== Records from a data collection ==

=== Begin Enclosure ===

PR #2122, opened 2024-07-27
Fix: using `===` to check `NEXT_PUBLIC_PROMOTE_BLOCKSCOUT_IN_TITLE`

cheng404:
The `NEXT_PUBLIC_PROMOTE_BLOCKSCOUT_IN_TITLE` env is of type `boolean`. It is better to use `===` for strict comparison.

### DIFF
--- a/configs/app/meta.ts
+++ b/configs/app/meta.ts
@@ -4,7 +4,7 @@ import { getEnvValue, getExternalAssetFilePath } from './utils';
 const defaultImageUrl = '/static/og_placeholder.png';
 
 const meta = Object.freeze({
-  promoteBlockscoutInTitle: getEnvValue('NEXT_PUBLIC_PROMOTE_BLOCKSCOUT_IN_TITLE') || 'true',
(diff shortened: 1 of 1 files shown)


configs/app/meta.ts
```diff
@@ -4,7 +4,7 @@ import { getEnvValue, getExternalAssetFilePath } from './utils';
 const defaultImageUrl = '/static/og_placeholder.png';
 
 const meta = Object.freeze({
-  promoteBlockscoutInTitle: getEnvValue('NEXT_PUBLIC_PROMOTE_BLOCKSCOUT_IN_TITLE') || 'true',
+  promoteBlockscoutInTitle: getEnvValue('NEXT_PUBLIC_PROMOTE_BLOCKSCOUT_IN_TITLE') === 'true',
```
tom2drum, line 7: I assume this change will break the default behavior of the variable. If the variable is not passed, the value should be `true`. However, I agree that the current code has a bug. The proper fix would be:
```suggestion
  promoteBlockscoutInTitle: getEnvValue('NEXT_PUBLIC_PROMOTE_BLOCKSCOUT_IN_TITLE') === 'false' ? false : true,
```

tom2drum (changes requested):

tom2drum (approved):

Issue #2255, opened 2024-09-19
Zora: implement custom tag


NikitaSavik:
Address/Contract page needs a custom, frontend-based tag similar to what we did to Farcaster

- Get the response from https://api.zora.co/discover/user/[0x_address]
- If `user_profile.username` is present: draw a tag on the first place, with URL to zora.co/[username]

![Image](https://github.com/user-attachments/assets/7edc4baf-d0a4-4134-ac39-766c56a0ac5e)

PR #2263, opened 2024-09-24
Zora: implement custom tag

isstuev:

resolves https://github.com/blockscout/frontend/issues/2255

### Proposed Changes
added NEXT_PUBLIC_ADDRESS_USERNAME_TAG env variable
config for Zora: `{'api_url_template': 'https://api.zora.co/discover/user/{address}', 'tag_link_template': 'httpszora.co/{username}', 'tag_icon': 'https://raw.githubusercontent.com/blockscout/frontend-configs/main/configs/network-icons/zora.svg', 'tag_bg_color': 'rgba(0,0,0)', 'tag_text_color': 'rgba(255,255,255)'}`

## Checklist for PR author

### DIFF
--- a/configs/app/features/addressProfileAPI.ts
+++ b/configs/app/features/addressProfileAPI.ts
@@ -1,0 +1,45 @@
+import type { Feature } from './types';
+import type { AddressProfileAPIConfig } from 'types/client/addressProfileAPIConfig';
+
+import { getEnvValue, parseEnvJson } from '../utils';
+
+const value = parseEnvJson<AddressProfileAPIConfig>(getEnvValue('NEXT_PUBLIC_ADDRESS_USERNAME_TAG'));
+
+function checkApiUrlTemplate(apiUrlTemplate: string): boolean {
+  try {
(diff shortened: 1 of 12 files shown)


tom2drum (commented):
I find the current naming a bit misleading.

When I see the `userProfile` prefix, I immediately think of the user account and its profile within the app. However, that is not the case here.

I suggest making the names more specific by including the word `address`, as it relates to the address page (the tag on the address page) and omit `API` from the ENV name, since the config that it holds is not related only to the API but to the tag as well. For example, we could use `NEXT_PUBLIC_ADDRESS_USERNAME_TAG` or something similar for ENV variable name and change the naming in the code accordingly.

Additionally, I wonder if this feature is less generic than it appears. The API's response schema is hardcoded, and I doubt that other protocols will adopt the same schema as Zora. Therefore, we could be more specific in both the code and the naming to indicate that it pertains to the Zora API. However, this is just my perspective, and I do not have all the details about the task or whether other protocols will follow the same API schema.

PR #2285, opened 2024-10-08
V1351

isstuev:


abubakarfarooq13:
Screenshot 2024-10-08 163012
 why it's showing white on my side

isstuev:
> Screenshot 2024-10-08 163012 why it's showing white on my side

Hi! I don't know exactly what you're trying to run, but the console error shows that there was an inline-script blocked by csp policy. Don't think it relates to the PR, if you still have the problem please create an issue with the detailed description of your case.

PR #2323, opened 2024-10-25
Update proxy names

k1rill-fedoseev:

Update displayed proxy names

## Checklist for PR author


ui/address/contract/ContractCodeProxyPattern.tsx
```diff
@@ -44,18 +44,18 @@ const PROXY_TYPES: Record<NonNullable<SmartContractProxyType>, {
     link: 'https://github.com/wighawag/clones-with-immutable-args',
   },
   master_copy: {
-    name: 'GnosisSafe',
+    name: 'Safe proxy',
```
rimrakhimov, line 47: I'm voting for the second variant with "standard" or "pattern" word at the end (e.g., 'Safe proxy standard' or 'Safe proxy pattern'). Imho, "This proxy contract is detected via Safe proxy pattern" would be more descriptive. And also, the same goes with Compound protocol, imo

k1rill-fedoseev: What do you think about EIP-based proxies? I've decided to keep "Safe proxy" for consistency, because we don't write "EIP-1167 pattern". I think if we decide to use word "pattern", then it should be added for all variants.

rimrakhimov: I agree. "EIP-1167 pattern" looks fine for me

rimrakhimov: Though, in general, I'm not sure, that the word "pattern" is necessary in case of EIPs, even if we decide to use it for non-EIP patterns. In my understanding, the word "EIP" implies by itself that it is a standard, while "Safe proxy" is not

tom2drum (approved):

=== End Enclosure ===

== Your assignment ==
Gather all lines with the string "same" from the data.

== Written solution ==
Additionally, I wonder if this feature is less generic than it appears. The API's response schema is hardcoded, and I doubt that other protocols will adopt the same schema as Zora. Therefore, we could be more specific in both the code and the naming to indicate that it pertains to the Zora API. However, this is just my perspective, and I do not have all the details about the task or whether other protocols will follow the same API schema.
rimrakhimov, line 47: I'm voting for the second variant with "standard" or "pattern" word at the end (e.g., 'Safe proxy standard' or 'Safe proxy pattern'). Imho, "This proxy contract is detected via Safe proxy pattern" would be more descriptive. And also, the same goes with Compound protocol, imo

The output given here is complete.